Required action:
Scan the records for the string "Every". State how many lines contain it and add nothing.

Exercise material:
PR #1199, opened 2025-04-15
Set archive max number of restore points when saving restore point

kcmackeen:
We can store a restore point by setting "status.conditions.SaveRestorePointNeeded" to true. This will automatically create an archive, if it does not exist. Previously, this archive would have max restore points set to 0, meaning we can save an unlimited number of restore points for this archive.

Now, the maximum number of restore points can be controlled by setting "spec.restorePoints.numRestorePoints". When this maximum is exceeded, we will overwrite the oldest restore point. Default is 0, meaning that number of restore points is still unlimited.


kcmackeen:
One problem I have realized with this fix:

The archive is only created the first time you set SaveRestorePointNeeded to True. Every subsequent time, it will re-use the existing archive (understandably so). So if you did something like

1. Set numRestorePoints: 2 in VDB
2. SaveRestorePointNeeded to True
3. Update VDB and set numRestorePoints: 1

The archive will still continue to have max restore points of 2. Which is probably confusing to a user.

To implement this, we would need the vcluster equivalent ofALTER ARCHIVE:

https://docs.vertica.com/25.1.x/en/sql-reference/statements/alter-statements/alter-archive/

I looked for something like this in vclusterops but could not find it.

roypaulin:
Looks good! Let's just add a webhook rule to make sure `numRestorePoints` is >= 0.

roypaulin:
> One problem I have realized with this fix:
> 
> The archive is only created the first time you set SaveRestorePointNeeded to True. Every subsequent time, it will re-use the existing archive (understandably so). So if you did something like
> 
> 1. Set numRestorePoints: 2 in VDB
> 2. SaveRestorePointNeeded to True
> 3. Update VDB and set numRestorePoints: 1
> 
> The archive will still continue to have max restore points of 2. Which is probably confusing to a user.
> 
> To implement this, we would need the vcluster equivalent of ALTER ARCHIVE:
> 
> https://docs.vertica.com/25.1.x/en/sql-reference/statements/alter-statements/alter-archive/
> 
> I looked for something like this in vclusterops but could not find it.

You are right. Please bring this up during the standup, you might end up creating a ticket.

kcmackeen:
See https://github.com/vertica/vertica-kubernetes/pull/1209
==
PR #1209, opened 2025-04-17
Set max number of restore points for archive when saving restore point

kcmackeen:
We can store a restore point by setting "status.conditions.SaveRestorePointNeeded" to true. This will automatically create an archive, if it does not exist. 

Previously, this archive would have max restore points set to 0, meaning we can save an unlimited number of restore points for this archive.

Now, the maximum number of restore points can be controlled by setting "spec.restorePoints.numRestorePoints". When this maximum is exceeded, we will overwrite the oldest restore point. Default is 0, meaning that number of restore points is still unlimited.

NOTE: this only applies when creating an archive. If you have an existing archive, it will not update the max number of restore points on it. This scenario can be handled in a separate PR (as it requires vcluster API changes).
--
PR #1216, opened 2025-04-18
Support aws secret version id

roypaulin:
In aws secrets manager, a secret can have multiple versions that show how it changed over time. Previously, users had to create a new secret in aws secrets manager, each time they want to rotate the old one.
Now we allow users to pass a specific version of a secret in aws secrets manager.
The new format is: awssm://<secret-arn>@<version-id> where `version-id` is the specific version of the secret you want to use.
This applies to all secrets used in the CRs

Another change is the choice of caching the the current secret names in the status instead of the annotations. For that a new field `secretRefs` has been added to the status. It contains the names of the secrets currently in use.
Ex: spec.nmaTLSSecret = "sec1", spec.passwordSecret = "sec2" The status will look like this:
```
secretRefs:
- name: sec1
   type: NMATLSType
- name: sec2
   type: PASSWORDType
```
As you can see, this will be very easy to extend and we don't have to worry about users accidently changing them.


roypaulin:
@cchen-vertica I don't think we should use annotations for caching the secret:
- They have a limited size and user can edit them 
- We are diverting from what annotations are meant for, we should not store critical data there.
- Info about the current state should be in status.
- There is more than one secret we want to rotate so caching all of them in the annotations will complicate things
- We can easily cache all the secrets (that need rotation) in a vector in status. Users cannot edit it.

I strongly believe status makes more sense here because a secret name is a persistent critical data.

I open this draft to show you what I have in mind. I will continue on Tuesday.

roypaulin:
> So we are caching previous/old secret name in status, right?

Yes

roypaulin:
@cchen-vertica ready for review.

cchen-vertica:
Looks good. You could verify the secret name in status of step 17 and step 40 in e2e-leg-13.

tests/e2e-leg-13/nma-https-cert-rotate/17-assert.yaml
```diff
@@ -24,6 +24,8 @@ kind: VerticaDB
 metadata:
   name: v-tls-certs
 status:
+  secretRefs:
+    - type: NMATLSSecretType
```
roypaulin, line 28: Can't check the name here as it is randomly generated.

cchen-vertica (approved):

Problem solution:
2